BEGIN
PR #2281, opened 2021-03-04
Fix interactive test in PTL

RKORavi:
#### Describe Bug or Feature
Interactive job in PTL executes only for few seconds, irrespective of job's sleep time

#### Describe Your Change
Remove timeout argument from read_nonblocking function call. Instead a default timeout will be used 

Added sleep time of 8 secs in test_interactive_job to show changes
[after_fix.txt](https://github.com/openpbs/openpbs/files/6083424/after_fix.txt)
[before_fix.txt](https://github.com/openpbs/openpbs/files/6083425/before_fix.txt)

### DIFF
--- a/test/fw/ptl/lib/ptl_resourceresv.py
+++ b/test/fw/ptl/lib/ptl_resourceresv.py
@@ -652,7 +652,8 @@ class InteractiveJob(threading.Thread):
             _p.sendline("exit")
             while True:
                 try:
-                    _p.read_nonblocking(timeout=5)
+                    # When -1 (default), use self.timeout
+                    _p.read_nonblocking()
                 except Exception:
                     break
             if _p.isalive():
--- a/test/fw/ptl/lib/ptl_resourceresv.py
+++ b/test/fw/ptl/lib/ptl_resourceresv.py
@@ -642,8 +642,13 @@ class InteractiveJob(threading.Thread):
                 self.job.interactive_handle = None
                 return None
             self.logger.debug(_p.after.decode())
+            _to = 5
             for _l in _sc:
                 (cmd, out) = _l
+                if 'sleep ' in cmd:
+                    timev = cmd.split(' ')[1]
+                    if timev.isnumeric():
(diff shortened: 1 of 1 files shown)


test/fw/ptl/lib/ptl_resourceresv.py
```diff
@@ -652,7 +652,8 @@ def run(self):
             _p.sendline("exit")
             while True:
                 try:
-                    _p.read_nonblocking(timeout=5)
+                    # When -1 (default), use self.timeout
+                    _p.read_nonblocking()
```
Shrini-h, line 656: LGTM, @RKORavi  it would be great if you can simulate a time out during non blocking read

Shrini-h (approved):

test/fw/ptl/lib/ptl_resourceresv.py
birbalsain: while creating "_p"  value of timeout is set by "pexpect_timeout = 15". So self.timeout in this case is 15 sec. does it sufficient for interactive job?

RKORavi: Hey @birbalsain, timeout in this case will be 30 secs. Because when we do not pass timeout it will use self.timeout value in pexpect. Please refer this link: https://pexpect.readthedocs.io/en/3.x/_modules/pexpect.html
I will test it again with job's sleep greater than 30 secs.

RKORavi: @birbalsain yes, you are right. timeout will be 15 & not 30 secs. Thanks for pointing that out. I will make the changes accordingly.

RKORavi:
I have changed timeout value to be same as job's sleep time. If a job doesn't have a sleep time, then timeout is set to 5.

birbalsain (approved):

Shrini-h (approved):

hirenvadalia (approved):

PR #2282, opened 2021-03-04
Fix race condition in TestAcctlogRescUsedWithTwoMomHooks

Klovely:
#### Describe Bug or Feature
'test_Rrecord'and 'test_Erecord' of 'TestAcctlogRescUsedWithTwoMomHooks' failed on slow machine  some time with below error 

ptl.lib.ptl_error.PtlExpectError: rc=1, rv=False, msg=expected on server x50-xyz:  no data for job_state = R && substate = 42 job 2.xyz attempt: 180

Reason :- Job is of only sleep 5 sec in test_Rrecord and of sleep 1sec in test_Erecord , so there is race condition  on slow machine where some time there is delay of 5 sec to respond in command , in that case job cross the sleep time by the time job test look for job in R state with substate 42 , job is already went into E state  or finished and fail in PTL expect while 

self.server.expect(JOB, {ATTR_state: 'R'}, jid1)

#### Describe Your Change
To avoid the race condition increase sleep time in job script to 15sec

Before fix 

[TestAcctlogRescUsedWithTwoMomHooks_before_fix_1.txt](https://github.com/openpbs/openpbs/files/6083470/TestAcctlogRescUsedWithTwoMomHooks_before_fix_1.txt)

After fix 

[TestAcctlogRescUsedWithTwoMomHooks_after_fix_10.txt](https://github.com/openpbs/openpbs/files/6083471/TestAcctlogRescUsedWithTwoMomHooks_after_fix_10.txt)

### DIFF
--- a/test/tests/functional/pbs_two_mom_hooks_resources_used.py
+++ b/test/tests/functional/pbs_two_mom_hooks_resources_used.py
@@ -96,15 +96,11 @@ class TestAcctlogRescUsedWithTwoMomHooks(TestFunctional):
         resources_used value to be present in the 'R' record.
         """
 
-        test = []
-        test += ['#PBS -N NodeFailRequeueTest\n']
-        test += ['echo Starting test at `date`\n']
-        test += ['sleep 15\n']
-
+        # Submit job
         select = "vnode=" + self.hostA + "+vnode=" + self.hostB
         j1 = Job(TEST_USER, attrs={
-            'Resource_List.select': select})
-        j1.create_script(body=test)
+             ATTR_N: 'NodeFailRequeueTest',
+             'Resource_List.select': select})
         jid1 = self.server.submit(j1)
 
         # Wait for the job to start running.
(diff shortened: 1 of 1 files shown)


Klovely:
Note :  After fixing the race condition for test_Erecord observed its failing on further step due to product issue resource_used.walltime is coming as 0  in qstat -fx output after job finishes
Logged issue for same .

But race condition issue is got fixed and test is working fine  at step where test looking for Job  is in R state .

dinesh1306 (approved):

test/tests/functional/pbs_two_mom_hooks_resources_used.py
```diff
@@ -99,7 +99,7 @@ def test_Rrecord(self):
         test = []
         test += ['#PBS -N NodeFailRequeueTest\n']
         test += ['echo Starting test at `date`\n']
-        test += ['sleep 5\n']
```
bhroam, line 102: Nothing in this test requires this job script.  It also doesn't wait for the job to finish, so using the default sleep of 100 is probably best.  I'd remove the script, and just leave the sleep time alone.

test/tests/functional/pbs_two_mom_hooks_resources_used.py
```diff
@@ -129,7 +129,7 @@ def test_Erecord(self):
         test = []
         test += ['#PBS -N JobEndTest\n']
         test += ['echo Starting test at `date`\n']
-        test += ['sleep 1\n']
+        test += ['sleep 15\n']
```
bhroam, line 132: This test also doesn't care about this job script.  I'd remove the job script, but the sleep time is right.  I'd set the sleep time of the job to 15 like you are (but in j1.set_sleep_time())

bhroam (changes requested):

Klovely:
Latest log

[TestAcctlogRescUsedWithTwoMomHooks_after_fix2.txt](https://github.com/openpbs/openpbs/files/6087787/TestAcctlogRescUsedWithTwoMomHooks_after_fix2.txt)

bhroam (approved):

PR #2283, opened 2021-03-04
[WIP]Removing an additional job_save_db call for subjob's run path

agrawalravi90:
#### Describe Bug or Feature

When running a new subjob, we call job_save_db twice: once from inside req_runjob2->svr_startjob->..->svr_setjobstate, and once inside req_runjob2:
before

This is redundant, so we'll save some time if we only saved once if possible.

#### Describe Your Change

Moved the job_save_db call to after svr_setjobstate(). This causes svr_setjobstate() to skip calling job_save_db as it's a new subjob so that newobj bit is still set. So, we only save the subjob once.

Profile: regression
|--|--|--|--|--|--|--|
|6471|3990|0|0|0|0|3990|

### DIFF
--- a/src/server/req_runjob.c
+++ b/src/server/req_runjob.c
@@ -772,7 +772,6 @@ req_runjob2(struct batch_request *preq, job *pjob)
 		reply_ack(preq);
 		if (save_subjob(pjob)) {
 			free_nodes(pjob);
-			req_reject(PBSE_SAVE_ERR, 0, preq);
 			return;
 		}
 	}
--- a/src/server/req_runjob.c
+++ b/src/server/req_runjob.c
@@ -728,6 +728,16 @@ req_runjob(struct batch_request *preq)
 		reply_send(preq);
 	return;
 }
+
+static int
+save_subjob(job *pjob)
+{
+	if (pjob->ji_qs.ji_svrflags & JOB_SVFLG_SubJob)
+		return job_save_db(pjob);
+
+	return 0;
+}
+
 /**
  * @brief
  * 		req_runjob - service the Run Job and Asyc Run Job Requests
@@ -748,19 +758,8 @@ req_runjob2(struct batch_request *preq, job *pjob)
 	/* Check if prov is required, if so, reply_ack and let prov finish */
 	/* else follow normal flow */
 	prov_rc = check_and_provision_job(preq, pjob, &need_prov);
-
-	/* In case of subjob, save it to the database now because
-	 * not saved to the database so far.
-	 */
-	if (pjob->ji_qs.ji_svrflags & JOB_SVFLG_SubJob) {
-		if (job_save_db(pjob)) {
-			free_nodes(pjob);
-			req_reject(PBSE_SAVE_ERR, 0, preq);
-			return;
-		}
-	}
-
 	if (prov_rc) { /* problem with the request */
+		save_subjob(pjob);
 		free_nodes(pjob);
 		req_reject(prov_rc, 0, preq);
 		return;
@@ -771,7 +770,11 @@ req_runjob2(struct batch_request *preq, job *pjob)
 		/* provisioning was needed and was qneueued successfully */
 		/* Allways send ack for prov jobs, even if not async run */
 		reply_ack(preq);
-		return;
+		if (save_subjob(pjob)) {
+			free_nodes(pjob);
+			req_reject(PBSE_SAVE_ERR, 0, preq);
+			return;
+		}
 	}
 
 	/* if need_prov ==0 then no prov required, so continue normal flow */
@@ -784,6 +787,8 @@ req_runjob2(struct batch_request *preq, job *pjob)
 		}
 	}
 	if ((dest == NULL) || (*dest == '\0')) {
+		save_subjob(pjob);
+
 		/* Neither the run request nor the job specified an execvnode. */
 		free_nodes(pjob);
 		req_reject(PBSE_IVALREQ, 0, preq);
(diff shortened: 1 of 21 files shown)


src/server/req_runjob.c
```diff
@@ -771,7 +770,11 @@ req_runjob2(struct batch_request *preq, job *pjob)
 		/* provisioning was needed and was qneueued successfully */
 		/* Allways send ack for prov jobs, even if not async run */
 		reply_ack(preq);
-		return;
+		if (save_subjob(pjob)) {
+			free_nodes(pjob);
+			req_reject(PBSE_SAVE_ERR, 0, preq);
```
subhasisb, line 775: a req_reject() after a reply_ack() is not meaningful. I suggest we move the reply_ack() to after this block

src/server/req_runjob.c
```diff
@@ -748,19 +758,8 @@ req_runjob2(struct batch_request *preq, job *pjob)
...
-	if (pjob->ji_qs.ji_svrflags & JOB_SVFLG_SubJob) {
-		if (job_save_db(pjob)) {
-			free_nodes(pjob);
-			req_reject(PBSE_SAVE_ERR, 0, preq);
-			return;
-		}
-	}
-
 	if (prov_rc) { /* problem with the request */
+		save_subjob(pjob);
```
subhasisb, line 762: if you fail to save, you want to reject with the DB save error?

src/server/req_runjob.c
```diff
@@ -802,14 +807,20 @@ req_runjob2(struct batch_request *preq, job *pjob)
...
 		((rq_type == PBS_BATCH_AsyrunJob_ack) || preq)) {
+		save_subjob(pjob);
 		free_nodes(pjob);
-		if (preq)
-			req_reject(rc, 0, preq);
+		req_reject(rc, 0, preq);
+	}
+
+	/* if a subjob, the job wouldn't have gotten saved yet, let's save it now */
+	if (save_subjob(pjob)) {
```
subhasisb, line 821: u seem to have just shifted the location of the subjob save, how is it cutting a job save. Certainly the save inside of svr_setjobstate() is also still happening?

subhasisb (changes requested):

src/server/req_runjob.c
bhroam: Don't all of the reply/reject functions free the batch reply structure?  Won't doing 2 of them double free?

src/server/req_runjob.c
agrawalravi90: svr_setjobstate() doesn't save to db if newobj is set, which it is for the subjob. Calling job_save_db() before svr_setjobstate() clears that bit and causes svr_setjobstate() to call job_sabe_db again. That's how moving the job_save_db call after svr_setjobstate keeps the bit set and svr_setjobstate doesn't call job_save_db. I've added this explanation to the PR description now.

src/server/req_runjob.c
agrawalravi90: this was intentional, we are in an error case anyways, I think it's better to return the original error than return the db save error, that's why i didn't handle it. Let me know what you think.

src/server/req_runjob.c
subhasisb: Thanks for explaining, makes sense.

src/server/req_runjob.c
subhasisb: Sounds fine

src/server/req_runjob.c
subhasisb: Could you add a comment explaining why we are not saving the subjob before and how setjobstate() will not save it - somebody else will certainly forget this detail (i myself added the check for newjobstate in setjobstate() but did not recall that)

subhasisb (changes requested):

subhasisb (approved):

ashwathraop (approved):

subhasisb (approved):

subhasisb:
@agrawalravi90 if the server process was to crash right after this state change to 41, can you describe what would happen in that case? In other words, we need to test for that case (gdb would be handy here)

src/server/svr_jobfunc.c
```diff
@@ -506,7 +506,7 @@ svr_dequejob(job *pjob)
  */
 
 int
-svr_setjobstate(job *pjob, char newstate, int newsubstate)
+svr_setjobstate(job *pjob, char newstate, int newsubstate, bool db_write)
```
ashwathraop, line 509: Update Doxygen with the new argument.

agrawalravi90:
I have come across the following issue with this enhancement, for subjobs:
- if server process is killed before it's had a chance to save it to db (because of my change, the save to db happens after sending the job to mom), then the subjob is never saved to db
- So, when server wakes up, mom tells it about the subjob, but server doesn't have it (subjobs are created only when they are run), so it tells the mom to discard the job, and it ends up getting terminated

As far as I can tell, this is not trivial to fix. We'll need to recreate the subjob object and set all of the metadata on it that is set when a job is run. This means walking down some of the runjob path, but skipping the rest of it (since the array parent and nodes are already allocated). I'm still trying to figure out if this is worth the effort, in the meantime, if you guys have any thoughts/suggestions, do let me know. I'll investigate this for a week more at max and then decide whether to close this PR or not.

agrawalravi90:
Another thought: instead of this, one, possibly lower hanging fruit, might be to not send exec_vnode for jobs from moms to server when doing registermom. The server doesn't use it, so we could save some data transfer and not send this over. Of course this would mean that there's no way to do the fix needed for this PR as we'll no longer have an exec_vnode from the mom, but since that's a messy route anyways, maybe it's better to go this other route.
END
▶ _Exercise_: Every line above that includes the string "fine" should be counted, and the answer should be that number only.

▶ _Completed exercise_: 2